The Kea source and PGP signature for this release may be downloaded from:

https://www.isc.org/download

The signature was generated with the ISC code-signing key, which is
available at:

https://www.isc.org/pgpkey

ISC provides detailed documentation, including installation instructions
and usage tutorials, in the Kea Administrator Reference Manual.
Documentation is included with the installation or at
https://kea.readthedocs.io/en/latest/index.html in HTML, PDF, or EPUB
formats. ISC maintains a public open source code tree, wiki, issue
tracking system, milestone planner, and roadmap at
https://gitlab.isc.org/isc-projects/kea.

Limitations and known issues with this release can be found at
https://gitlab.isc.org/isc-projects/kea/-/wikis/known-issues-list.

We ask users of this software to please let us know how it worked for
you and what operating system you tested on. Feel free to share your
feedback on the Kea Users mailing list
(https://lists.isc.org/mailman/listinfo/kea-users). We would also like
to hear whether the documentation is adequate and accurate. Please open
tickets in the Kea GitLab project for bugs, documentation omissions and
errors, and enhancement requests. We want to hear from you even if
everything worked.

## Support

Professional support for Kea is available from ISC. We encourage all
professional users to consider this option; Kea maintenance is funded
with support subscriptions. For more information on ISC's Kea software
support, see https://www.isc.org/support/.

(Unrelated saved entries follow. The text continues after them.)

Issue #4784, opened 2020-03-19
Badge request: POEditor


Cimbali:
:clipboard: **Description**

Showing translation progress per language, from the online platform l10n platform <https://poeditor.com>.

Right now, I make my own static badges for this. For example:

![Chinese: 22%](https://img.shields.io/badge/%F0%9F%87%A8%F0%9F%87%B3%20Chinese-22%25-f60)
![Chinese (TW): 22%](https://img.shields.io/badge/%F0%9F%87%B9%F0%9F%87%BC%20Chinese%20%28TW%29-22%25-f60)
![Spanish: 22%](https://img.shields.io/badge/%F0%9F%87%AA%F0%9F%87%B8%20Spanish-22%25-f60)
![Czech: 98%](https://img.shields.io/badge/%F0%9F%87%A8%F0%9F%87%BF%20Czech-98%25-1f0)
![French: 100%](https://img.shields.io/badge/%F0%9F%87%AB%F0%9F%87%B7%20French-100%25-0f0)
![German: 98%](https://img.shields.io/badge/%F0%9F%87%A9%F0%9F%87%AA%20German-98%25-1f0)
![Polish: 84%](https://img.shields.io/badge/%F0%9F%87%B5%F0%9F%87%B1%20Polish-84%25-5f0)

These contain:
- language name
- flag of country’s language (encoded utf8 symbols)
- progress as a percentage, and color-coded from red (0%) to green (100%)

:link: **Data**

The API 
- is public, 
- requires:
   - a project id
   - a (read-only) API key,
- is described at <https://poeditor.com/docs/api>, and
- works using _HTTP POST_ requests. 

For example for one of my projects, and with my public read-only API key, the request for Chinese would be:

    $ curl -s https://api.poeditor.com/v2/languages/list -d id=323337 -d api_token=7a666b44c0985d16a7b59748f488275c | jq '.result.languages[] | select(.code == "zh-CN")'
    {
      "name": "Chinese",
      "code": "zh-CN",
      "translations": 22,
      "percentage": 22,
      "updated": "2020-03-12T12:29:04+0000"
    }

The equivalent jsonpath expression is `$.result.languages[?(@.code=="zh-CN")]`.

I suppose the basic URL could be something like `/poeditor/:project-id/:language-code`.

---

The flags are of course very optional but they look nice. They are just the 2 country code letters (in the chinese example case CN) encoded as utf-8 “REGIONAL INDICATOR SYMBOL LETTER”. E.g.:

[...]

PR #4812, opened 2020-03-23
[poeditor] Adding POEditor badge

Cimbali:
This is related to issue #4784.

From the steps in the tutorial, so far, I have:
- [x] queried the API
  - [x] added authentication
- [x] added an example
- [x] written tests
- [x] updated documentation

So far, it seems to work:
image

However I’m a little confused and would need help with some of the following considerations:
- Authentication on POEditor is done with public tokens, but per project. All of the authentication I see going on here is server-side. How does a user specify a token? Is there another badge that’s a good example for that?
- There’s a lot of static data in the file right now. Is there a better place for this? Should it be made more compact (even though this specific styling was automatically applied by commit hooks)?
   https://github.com/badges/shields/blob/5d6886f7a12f0b0539858ae3cef22a954841acca/services/poeditor/poeditor.service.js#L25-L365


chris48s:
Thanks for working on this feature. Looks like you're making good progress.

> Authentication on POEditor is done with public tokens, but per project. All of the authentication I see going on here is server-side. How does a user specify a token? Is there another badge that’s a good example for that?

In terms of the token auth:

* If every user has to supply their own token it should just be passed as a GET param. You could look at [CircleCI](https://github.com/badges/shields/blob/8621fe42d76b809e9ba4ae844920f8ed0373817a/services/circleci/circleci.service.js) or [codecov](https://github.com/badges/shields/blob/8621fe42d76b809e9ba4ae844920f8ed0373817a/services/codecov/codecov.service.js) for an example of another service that does this. Env vars are for when we need to set one token on the server which is used by everyone (e.g: to lift a rate limit on anonymous access).
* Like those badges, can you include a documentation key with some HTML help explaining to users how to generate a token with the correct scope.
* Is a token needed in all cases, or are there any public projects we could use in the service/integration tests?

> There’s a lot of static data in the file right now

Unfortunately, I think we're just heading in the wrong direction with this aspect and I'm :-1: on including flags as part of this service for several reasons:

* In general, our guidance is that logos/icons should not be shown by default https://github.com/badges/shields/blob/master/CONTRIBUTING.md#badge-guidelines We don't really need them  https://img.shields.io/badge/German-20%25-yellow communicates all the info we need and the user can customise it if they want.
* We shouldn't take on the maintenance of a list of all countries
* In some cases, mapping languages to country flags may be controversial or divisive
* The emoji flags render correctly in some browsers but not others e.g:

Screenshot at 2020-03-24 22-00-16

Screenshot at 2020-03-24 22-00-31

so we can't deliver this feature in a consistent way.

Adding a shield to show the progress data from the POEditor API is a great feature and I'm looking forward to reviewing the final contribution, but I think we should leave the choice of whether to also customise that badge with a flag icon and how to do that (emoji or custom SVG) as a choice for the user to make if they want it.

Looking forward to reviewing the final version :+1:

calebcartwright:
> Unfortunately, I think we're just heading in the wrong direction with this aspect and I'm -1 on including flags as part of this service for several reasons

I agree, we should not stick the flags in there by default. Folks that really want to include the flags can do so optionally via the `?logo` param and corresponding base64 data (more info on our logo docs [here](https://github.com/badges/shields/blob/master/doc/logos.md#custom-logos))



https://img.shields.io/badge/German-20%25-yellow?logo=data:image/svg+xml;utf8;base64,PD94bWwgdmVyc2lvbj0iMS4wIiBlbmNvZGluZz0iaXNvLTg4NTktMSI/Pgo8IS0tIEdlbmVyYXRvcjogQWRvYmUgSWxsdXN0cmF0b3IgMTkuMC4wLCBTVkcgRXhwb3J0IFBsdWctSW4gLiBTVkcgVmVyc2lvbjogNi4wMCBCdWlsZCAwKSAgLS0+CjxzdmcgeG1sbnM9Imh0dHA6Ly93d3cudzMub3JnLzIwMDAvc3ZnIiB4bWxuczp4bGluaz0iaHR0cDovL3d3dy53My5vcmcvMTk5OS94bGluayIgdmVyc2lvbj0iMS4xIiBpZD0iTGF5ZXJfMSIgeD0iMHB4IiB5PSIwcHgiIHZpZXdCb3g9IjAgMCA1MTIgNTEyIiBzdHlsZT0iZW5hYmxlLWJhY2tncm91bmQ6bmV3IDAgMCA1MTIgNTEyOyIgeG1sOnNwYWNlPSJwcmVzZXJ2ZSIgd2lkdGg9IjUxMnB4IiBoZWlnaHQ9IjUxMnB4Ij4KPHBhdGggc3R5bGU9ImZpbGw6IzQ2NDY1NTsiIGQ9Ik00NzMuNjU1LDg4LjI3NkgzOC4zNDVDMTcuMTY3LDg4LjI3NiwwLDEwNS40NDMsMCwxMjYuNjIxdjczLjQ3MWg1MTJ2LTczLjQ3MSAgQzUxMiwxMDUuNDQzLDQ5NC44MzMsODguMjc2LDQ3My42NTUsODguMjc2eiIvPgo8cGF0aCBzdHlsZT0iZmlsbDojRkZFMTVBOyIgZD0iTTAsMzg1LjM3OWMwLDIxLjE3NywxNy4xNjcsMzguMzQ1LDM4LjM0NSwzOC4zNDVoNDM1LjMxYzIxLjE3NywwLDM4LjM0NS0xNy4xNjcsMzguMzQ1LTM4LjM0NSAgdi03My40NzFIMFYzODUuMzc5eiIvPgo8cmVjdCB5PSIyMDAuMDkiIHN0eWxlPSJmaWxsOiNGRjRCNTU7IiB3aWR0aD0iNTEyIiBoZWlnaHQ9IjExMS44MSIvPgo8Zz4KPC9nPgo8Zz4KPC9nPgo8Zz4KPC9nPgo8Zz4KPC9nPgo8Zz4KPC9nPgo8Zz4KPC9nPgo8Zz4KPC9nPgo8Zz4KPC9nPgo8Zz4KPC9nPgo8Zz4KPC9nPgo8Zz4KPC9nPgo8Zz4KPC9nPgo8Zz4KPC9nPgo8Zz4KPC9nPgo8Zz4KPC9nPgo8L3N2Zz4K

Cimbali:
Ah well. It looks my initial commit (5d3d21c35949006a81af45f1f7bdf5f72e07294f) was right on then: no flags and api token as GET param. Will just lose the other 2, add docs and tests, and push an update to this PR when I get around to it.

Cimbali:
NB the API key is always necessary to query the API. I’ve put one of my projects (Cimbali/pympress) with my public key for the live tests.

services/poeditor/poeditor.service.js
```diff
@@ -0,0 +1,115 @@
...
+  <p>
+    As per <a href="https://poeditor.com/docs/api">the POEditor API documentation</a>,
+    <q>all requests to the API must contain the parameter api_token. You can get this key from your POEditor account.
+    You'll find it in <a href="https://poeditor.com/account/api">My Account > API Access</a>.</q>
+  </p>
+`
+
+const schema = Joi.object({
+  response: Joi.object({
+    code: nonNegativeInteger.required(),
```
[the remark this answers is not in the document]
Cimbali: It is a success code that follows similar conventions than the HTTP response code (200 ok, 403 on permission errors) but also with also different values (4011 for invalid tolken).

The actual HTTP response code from their API is always 200 though, even when returning an error (as replicated on the mock tests).

services/poeditor/poeditor.service.js
```diff
@@ -0,0 +1,115 @@
...
+const { BaseJsonService } = require('..')
+
+const documentation = `
+  <p>
+    You must specify the read-only API token from the POEditor account to which the project belongs.
+  </p>
+  <p>
+    As per <a href="https://poeditor.com/docs/api">the POEditor API documentation</a>,
+    <q>all requests to the API must contain the parameter api_token. You can get this key from your POEditor account.
+    You'll find it in <a href="https://poeditor.com/account/api">My Account > API Access</a>.</q>
```
chris48s: I don't have a POEditor account so I don't know exactly what the wording should be, but can we make the instruction here _super clear_ about generating a read-only token.
e.g: "tick the 'read-only' box and click 'generate token' "(or whatever the step is)

services/poeditor/poeditor.service.js
```diff
@@ -0,0 +1,115 @@
...
+  static render({ code, message, language }) {
+    const color = 'red'
+
+    if (code !== 200) {
+      return { message, color }
+    }
+
+    if (language === undefined) {
+      return { message: `Language not in project`, color }
+    }
```
chris48s: If we need to render an error response, can we do this by throwing an `InvalidResponse()` exception rather than manually rendering the error badge.

services/poeditor/poeditor.service.js
Cimbali: I mean there’s nothing to do, it’s literally just there on that page:

image

services/poeditor/poeditor.service.js
Cimbali: Done.

services/poeditor/poeditor.service.js
chris48s: I've pushed a tiny wording change just to mention read-only again. It is important our docs try to help ensure users don't expose a token that allows write access (it still happens).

Free best-effort support is provided by our user community via a mailing
list. Information on all public email lists is available at
https://www.isc.org/community/mailing-list. If you have any comments or
questions about working with Kea, please share them to the Kea Users
list (https://lists.isc.org/mailman/listinfo/kea-users). Bugs and
feature requests may be submitted via GitLab at
https://gitlab.isc.org/isc-projects/kea/-/issues.

## Changes

The following summarizes changes and important upgrades since the
previous release, version 2.6.2.

2266.	[build]		andrei
	The library version numbers have been bumped up for the Kea 2.6.3
	stable release.
	(Gitlab #3891)

2265.	[sec]*		fdupont
	Change the umask to no group write and no other access
	at the entry of Kea server/agent binaries.
	CVE:2025-32803
	(Gitlab #3842, #3832)

2264.	[sec]*		tmark
	kea-dhcp4, kea-dhcp6, kea-dhcp-ddns, and kea-ctrl-agent will
	now only load hook libraries from the default installation
	directory.  If a path other than this is specified Kea will
	not load the hook library.  For ease of use, the path may be
	omitted.
	CVE:2025-32801
	(Gitlab #3838, #3830)

2263.	[build]		fdupont, q66
	Kea can now build with Boost 1.87. The minimum supported Boost
	version has been bumped up from 1.57 to 1.66. Thanks to q66
	for the patch.
	(Gitlab #3823, #3696)

2262.	[build]		dim
	Replace ``std::basic_string<uint8_t>`` with equivalent
	``std::vector<uint8_t>`` constructs, since the former has been
	deprecated for a while in libc++, and has been completely
	removed as of libc++ 19.
	(Gitlab #3823, #3532)

There were no changes to the hook libraries, but please update hook
libraries to the 2.6.3 version when updating your core application(s).

Thank you again to everyone who assisted us in making this release
possible.

We look forward to receiving your feedback.